The overall effect, far from diminishing Greek genius, is to show just how porous and receptive it was, how consummately it transformed what it had assimilated. “What has often been acclaimed as the first major contribution of the Greeks to world civilizations is in fact a strange mixture of misunderstanding and genius,” he writes. The Greek alphabet provides one example. In Semitic alphabets, vowels are not considered; the letters all signify consonants. But when the Greeks adapted this – from the Phoenicians, a Semitic people – they read the letters in accord with their initial vowels; thus aleph (alpha in Greek) came to be read and pronounced as “a,” rather than as the consonantal glottal stop it denoted in Semitic, jod (which Greeks pronounced as iota) came to be read as “i,” and so forth.


Mr. Burkert’s discussion of “orientalizing features” in Homer is one of the most interesting, and illuminating, in the book. In 1872, the Babylonian epic Gilgamesh came to public attention; not long afterwards, none other than the British Prime Minister William Gladstone “was the first to compare Oceanus and Tethys in Homer’s Iliad with Apsu and Tiamat at the beginning of the Babylonian epic of creation, Enuma Elish.” A fad for finding parallels between Babylonian or Egyptian texts and Homer sprang up and briefly flourished. And though Gladstone’s observations were dismissed at the time, Mr. Burkert shows how very well founded they are.


By a close discussion of the “Deception of Zeus” episode in the Iliad in comparison to the Babylonian epic, Mr. Burkert proves that the Greek name Tethys actually derives from Akkadian Tiamat, so that “here, right in the middle of the Iliad, the mysterious name of the primeval mother comes directly from an Akkadian classic and thus bears witness to its influence.” Though he engages in phonological analysis of both Greek and Akkadian – not the most titillating of topics – Mr. Burkert does so with a surprisingly light touch. We seem to be following the ratiocinations of a lexical sleuth in hot pursuit of his ancient quarry.


If any subject is seen as quintessentially and incontrovertibly Greek, it is philosophy; not merely a “love of wisdom” but a vocation, a way of life dedicated to the quest for truth. Most of the philosophical topics we still grapple with derive from the Greek agenda. Even here, however, Mr. Burkert shows us that the matter is more tangled. Drawing on recently discovered papyri, found as far afield as Ukraine, Crete, and Macedonia, he delineates the subtle, fragmentary, and elusive strands that link pre-Socratic philosophers such as Parmenides to Egyptian beliefs through the medium of Orphism, itself allied with “older Eastern traditions, Akkadian, Hurrite-Hittite, and Egyptian most of all, traditions that are apt to enrich more than to obfuscate our picture of the Greek spirit.”
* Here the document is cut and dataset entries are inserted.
PR #2240, opened 2026-04-10
fix(postgrest)!: wrap error in PostgrestError instance on processResponse

### LINKED ISSUE #1643: Type of error (PostgrestError) inside PostgrestResponseFailure is incorrect
# Bug report

## Describe the bug

Originally, I was trying to figure out why passing in the error object to `Sentry.captureException` would cause Sentry to treat the error object as a POJO, and not an `Error`. The error response from postgrest-js was typed as `PostgrestError`, which clearly extends `Error`.

It seems that through a couple of semi-related changes (#502, supabase/postgrest-js#555, supabase/postgrest-js#562), the type `PostgrestError` has started having more meaning than it signed up for.

As far as I can tell, this is the issue:
- If `throwOnError()` is used, then the error thrown by the client is a proper `PostgrestError`, which calls the super constructor, and would pass the check `error instanceOf Error`.
- If `throwOnError()` is NOT used, then the error has the same _shape_ as a `PostgrestError`, but the constructor is not used, which means it never calls the super constructor, and would not pass the check `error instanceOfError`.

The obvious solution would be to either separate the "thrown" error type and the "not-thrown" error type.

Vansh1811:
## Problem

The `error` field returned by `processResponse` in `PostgrestBuilder` is a plain object literal, not an instance of `PostgrestError`. `error instanceof PostgrestError` always returns `false`, breaking error type-narrowing for consumers.

Related issue: https://github.com/supabase/supabase-js/issues/1643

## Fix

Wrap the non-null `error` in `new PostgrestError(error)` in the final return of `processResponse`, matching the existing `throw new PostgrestError(error)` on the `shouldThrowOnError` path.

```ts
// Before
error,

// After
error: error ? new PostgrestError(error) : null,
```

Consumers can now reliably narrow:

```ts
const { error } = await supabase.from('table').select()
if (error instanceof PostgrestError) {
  console.log(error.code, error.message)
}
```

## Breaking change (v3)

The runtime shape of `error` changes from plain `Object` to a `PostgrestError`/`Error` instance:

- `error instanceof Error` flips `false` → `true`.
- `JSON.stringify(error)` routes through `toJSON()` and emits a new `name: "PostgrestError"` field.
- `Object.keys(error)` now includes `name` (and `message`, see below).
- The error now carries a `stack`.

Consumers forwarding errors to logs / UIs / wire formats may see the new shape.

## Other changes

- **`PostgrestError` constructor**: explicitly marks `message` as enumerable. `Error`'s super constructor leaves it non-enumerable, which would otherwise hide it from spread, `pretty-format`, and `JSON.stringify` paths that don't go through `toJSON()`. Now consistent with `code` / `details` / `hint`.
- **Jest snapshot serializer** (`test/postgrestErrorSerializer.js`): renders `PostgrestError` instances as `{ code, details, hint, message }` so existing inline snapshots stay valid after the prototype flip. Only matches `PostgrestError` instances — no effect on other values.

### DIFF
--- a/packages/core/postgrest-js/src/PostgrestBuilder.ts
+++ b/packages/core/postgrest-js/src/PostgrestBuilder.ts
@@ -533,7 +533,7 @@ export default abstract class PostgrestBuilder<
 
     return {
       success: error === null,
-      error,
+      error: error ? new PostgrestError(error) : null,
       data,
       count,
       status,
--- a/packages/core/postgrest-js/src/PostgrestBuilder.ts
+++ b/packages/core/postgrest-js/src/PostgrestBuilder.ts
@@ -446,7 +446,7 @@ export default abstract class PostgrestBuilder<
    */
   private async processResponse(res: Response): Promise<{
     success: boolean
-    error: any
+    error: PostgrestError | null
     data: any
     count: number | null
     status: number
--- a/packages/core/postgrest-js/jest.config.ts
+++ b/packages/core/postgrest-js/jest.config.ts
@@ -19,6 +19,6 @@ const config: Config.InitialOptions = {
       tsconfig: 'tsconfig.test.json',
     },
   },
-    snapshotSerializers: ['<rootDir>/test/postgrestErrorSerializer.js'],
+  snapshotSerializers: ['<rootDir>/test/postgrestErrorSerializer.js'],
 }
 export default config
--- a/packages/core/postgrest-js/jest.config.ts
+++ b/packages/core/postgrest-js/jest.config.ts
@@ -19,5 +19,6 @@ const config: Config.InitialOptions = {
       tsconfig: 'tsconfig.test.json',
     },
   },
+    snapshotSerializers: ['<rootDir>/test/postgrestErrorSerializer.js'],
 }
 export default config
--- a/packages/core/postgrest-js/src/PostgrestError.ts
+++ b/packages/core/postgrest-js/src/PostgrestError.ts
@@ -23,6 +23,7 @@ export default class PostgrestError extends Error {
    */
   constructor(context: { message: string; details: string; hint: string; code: string }) {
     super(context.message)
+        Object.defineProperty(this, 'message', { value: context.message, enumerable: true, writable: true, configurable: true })
     this.name = 'PostgrestError'
     this.details = context.details
     this.hint = context.hint
--- a/packages/core/postgrest-js/src/PostgrestError.ts
+++ b/packages/core/postgrest-js/src/PostgrestError.ts
@@ -23,7 +23,12 @@ export default class PostgrestError extends Error {
    */
   constructor(context: { message: string; details: string; hint: string; code: string }) {
     super(context.message)
-        Object.defineProperty(this, 'message', { value: context.message, enumerable: true, writable: true, configurable: true })
+    Object.defineProperty(this, 'message', {
+      value: context.message,
+      enumerable: true,
+      writable: true,
+      configurable: true,
+    })
     this.name = 'PostgrestError'
     this.details = context.details
     this.hint = context.hint
--- a/packages/core/postgrest-js/test/basic.test.ts
+++ b/packages/core/postgrest-js/test/basic.test.ts
@@ -937,13 +937,13 @@ test('throwOnError throws errors instead of returning them', async () => {
     // @ts-expect-error Argument of type '"missing_table"' is not assignable to parameter
     await postgrest.from('missing_table').select().throwOnError()
   } catch (error) {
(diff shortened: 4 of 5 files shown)


steve-chavez:
> Related issue: supabase/postgrest-js#1643

I'm unable to find the reference so don't understand the motivation here, please share the full link.

mandarini (changes requested):
@Vansh1811 can you please address @steve-chavez question?

Vansh1811:
@steve-chavez Here is the full link to the referenced issue: https://github.com/supabase/supabase-js/issues/1643 — it describes how `error instanceof PostgrestError` always returns `false` because `processResponse` returns a plain object instead of a `PostgrestError` instance.

steve-chavez:
@Vansh1811 Cool, thanks for clarifying

@mandarini Will let you review this one, not sure if the change is breaking

Vansh1811:
Thanks for the earlier feedback. I’ve addressed Steve’s question and linked the original issue (#1643) so the motivation is clear.

The goal of this change is to make the non‑throwing error path consistent with the existing shouldThrowOnError path, which already returns a PostgrestError instance, so consumers can reliably use instanceof PostgrestError in both cases.

The implementation wraps the existing error payload in PostgrestError without changing the error fields themselves, so the serialized/JSON shape remains the same while the prototype becomes the expected PostgrestError instance.

If you feel that prototype change should be treated as breaking, I’m happy to adjust the approach or retarget this to an appropriate release.

Could you please take another look when you have a moment?

mandarini (changes requested):
Hey @Vansh1811, thanks for this PR, appreciate you linking the original issue too!!

After reviewing, I think this is a breaking change and will need to go into v3 (next major). Here's why:
                                                                                                                                                                                                                                         
* Wrapping the error in `PostgrestError` (which extends Error) changes observable behavior for consumers:                                                                                                                                  
                                                                                                                                                                                                                                         
  1. `{ ...error }` loses `message`: Error sets message as a non-enumerable property, so spreading a `PostgrestError` silently drops it. Before this change, spreading the plain object preserved all fields.                                 
  2. `JSON.stringify(error)` adds name: the `toJSON()` method on `PostgrestError` includes `name: "PostgrestError"`, which wasn't present on the plain object.
  3. `error instanceof Error` is now `true`: could change control flow in consumer error handlers.                                                                                                                                          
  4. `error.stack` is now present: Error instances carry a stack trace.                                                                                                                                                                   
                                                                                                                                                                                                                                         
I will keep this PR and land it as part of v3. A few things to address before then:                                                                                                                                              
                             
  - Please update the inline snapshots in the test files to match the new PostgrestError format.
  - Make message enumerable in the `PostgrestError` constructor so that `{ ...error }` still works for consumers. Add this line after the `super()` call:
  ```ts
  Object.defineProperty(this, 'message', { value: context.message, enumerable: true })                                                                                                                                                   
  ``` 
This minimizes the breaking surface since `spread`/`Object.keys` will include message just like before.

No rush on the updates! Thanks again for the contribution!

Vansh1811:
Hey @mandarini, thanks for the detailed review! I've addressed the feedback in the latest commit:

- Added `Object.defineProperty(this, 'message', { value: context.message, enumerable: true, writable: true, configurable: true })` in the `PostgrestError` constructor to make `message` enumerable

This ensures `message` shows up correctly in `JSON.stringify`, spread operations, and that `error instanceof Error` still works as expected. Waiting on CI to confirm the test snapshots pass. Let me know if there's anything else to fix!

mandarini:
@Vansh1811 i think you did not update the snapshot?

Screenshot 2026-04-22 at 10 21 53 AM

packages/core/postgrest-js/src/PostgrestBuilder.ts
o-santi: How about changing the return type to `PostgrestError` so that no type narrowing is needed? This problem wouldn't have happened if the return type wasn't typed as `any` in the first place.

mandarini: Good point. `any` is what let this slip through since ts had nothing to check. That being said, it's deeper than just the internal `type: PostgrestError`'s constructor declares `details: string; hint: string`, but PostgREST emits details/hint as `JSON | null` (Maybe JSON.Value in PostgREST/Error.hs). So even with error: `PostgrestError | null` here, the constructor accepts a shape that doesn't match the wire format. I'll tighten the type, but fixing the constructor signature to `details?: unknown; hint?: unknown` would be separate fix, which I'd like @steve-chavez to weigh in too

o-santi (approved):

mandarini (approved):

Mr. Burkert’s last chapter, “The Advent of the Magi,” is one of the best short introductions I know to the maddeningly intricate subject of ancient Iranian custom, languages, and doctrine, especially the history of Zoroastrianism. But I have neither the space – nor the foolhardiness – to attempt to summarize it here. He threads his way through this maze by following the permutations of the word “mage” from its earliest Avestan sources into the Greek language and beyond – a lexical migration that would be dizzying if it were not conducted so clearly.
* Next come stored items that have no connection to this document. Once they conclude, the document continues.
PR #2251, opened 2026-04-15
feat(storage): extract shared header normalization utility

mandarini:
### What changed?

Extracted a reusable `setHeader()` utility in `storage-js` that performs case-insensitive header deduplication. This consolidates header normalization logic that was previously scattered across multiple files:

- **New file: `headers.ts`** - Exports `setHeader(headers, name, value)` which removes any existing header matching the name (case-insensitive) before setting the new value. Returns a new object without mutating the input.
- **`fetch.ts`** - Removed the private `setRequestHeader` function and replaced it with the shared `setHeader` import.
- **`BaseApiClient.ts`** - The `setHeader` method now delegates to the utility instead of inline lowercasing.
- **`StorageFileApi.ts`** - User-provided `fileOptions.headers` are now merged via `setHeader` in a loop instead of a raw object spread, preventing case-variant duplicates (e.g. a user passing `Content-Type` when `content-type` already exists).

PR #2211 lowercased all headers in the `BaseApiClient` constructor. PR #2220 fixed the resulting `Content-Type` / `content-type` duplicate in `_getRequestParams` with inline logic.

The utility is scoped to `storage-js` for now since other packages (`postgrest-js`, `supabase-js`) already use the native `Headers` API which handles case-insensitivity natively.

## Breaking changes

## Checklist

## Additional notes

- The `setHeader` utility is intentionally minimal: one function, one file, no class. It can be promoted to a shared package later if other SDK packages need it.
- Existing tests in `fetch.test.ts` and `BaseApiClient.test.ts` continue to pass, covering the content-type deduplication behavior from PR #2220.

### DIFF
--- a/packages/core/storage-js/src/lib/common/BaseApiClient.ts
+++ b/packages/core/storage-js/src/lib/common/BaseApiClient.ts
@@ -1,5 +1,6 @@
 import { ErrorNamespace, isStorageError, StorageError } from './errors'
 import { Fetch } from './fetch'
+import { setHeader as setHeaderUtil } from './headers'
 import { resolveFetch } from './helpers'
 
 /**
@@ -55,7 +56,7 @@ export default abstract class BaseApiClient<TError extends StorageError = Storag
    * @returns this - For method chaining
    */
   public setHeader(name: string, value: string): this {
-    this.headers = { ...this.headers, [name.toLowerCase()]: value }
+    this.headers = setHeaderUtil(this.headers, name, value)
     return this
   }
 
--- a/packages/core/storage-js/src/lib/common/BaseApiClient.ts
+++ b/packages/core/storage-js/src/lib/common/BaseApiClient.ts
@@ -1,6 +1,6 @@
 import { ErrorNamespace, isStorageError, StorageError } from './errors'
 import { Fetch } from './fetch'
-import { setHeader as setHeaderUtil } from './headers'
+import { normalizeHeaders, setHeader as setHeaderUtil } from './headers'
 import { resolveFetch } from './helpers'
 
 /**
@@ -31,7 +31,7 @@ export default abstract class BaseApiClient<TError extends StorageError = Storag
     namespace: ErrorNamespace = 'storage'
   ) {
     this.url = url
-    this.headers = Object.fromEntries(Object.entries(headers).map(([k, v]) => [k.toLowerCase(), v]))
+    this.headers = normalizeHeaders(headers)
     this.fetch = resolveFetch(fetch)
     this.namespace = namespace
   }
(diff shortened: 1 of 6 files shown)


packages/core/storage-js/src/lib/common/BaseApiClient.ts
ferhatelmas: here as well

packages/core/storage-js/test/common/headers.test.ts
```diff
@@ -0,0 +1,54 @@
...
+    // Simulate duplicate keys by building with Object.assign
+    Object.assign(headers, {
+      'content-type': 'text/plain',
+      'Content-Type': 'text/html',
+    })
+
+    const result = setHeader(headers, 'CONTENT-TYPE', 'application/json')
+    expect(Object.keys(result).filter((k) => k.toLowerCase() === 'content-type')).toHaveLength(1)
+    expect(result['CONTENT-TYPE']).toBe('application/json')
+  })
```
ferhatelmas: shall we add a test to ensure deduplication for not overridden header?

same setup, but set `content-length` for example and ensure one content-type is set in the return value

packages/core/storage-js/test/common/headers.test.ts
```diff
@@ -0,0 +1,102 @@
...
+    Object.assign(headers, {
+      'content-type': 'text/plain',
+      'Content-Type': 'text/html',
+    })
+
+    const result = setHeader(headers, 'Content-Length', '42')
+    expect(result['Content-Length']).toBe('42')
+    // The unrelated content-type duplicates are untouched
+    const contentTypeKeys = Object.keys(result).filter((k) => k.toLowerCase() === 'content-type')
+    expect(contentTypeKeys.length).toBeGreaterThanOrEqual(1)
```
ferhatelmas: why not exactly 2?

ferhatelmas: maybe match object directly, better for documentation purposes

packages/core/storage-js/src/lib/common/headers.ts
```diff
@@ -0,0 +1,43 @@
...
+  const result = { ...headers }
+  const nameLower = name.toLowerCase()
+
+  for (const key of Object.keys(result)) {
+    if (key.toLowerCase() === nameLower) {
+      delete result[key]
+    }
+  }
+
+  result[name] = value
```
ferhatelmas: hmmm we keep the case given by user so following can still fail because `contentType` is directly mutated in `uploadOrUpdate` 

```js
const api = storage.from('folder')
api.setHeader('Content-Type', 'application/json')
await api.upload('key', 'body', { contentType: 'image/png' })
```

ferhatelmas (approved):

Mr. Burkert is something of a mage himself; not only a “wise man” and astonishingly learned, but a superb initiator into mysteries gleaned from recondite sources in dozens of dead languages. By bringing these lost or forgotten texts into vivid conjunction, he summons the past to life in all its unexpected intricacy. He shows us that the Greeks, whom we thought we knew, were stranger, and more wonderful, than we could have suspected.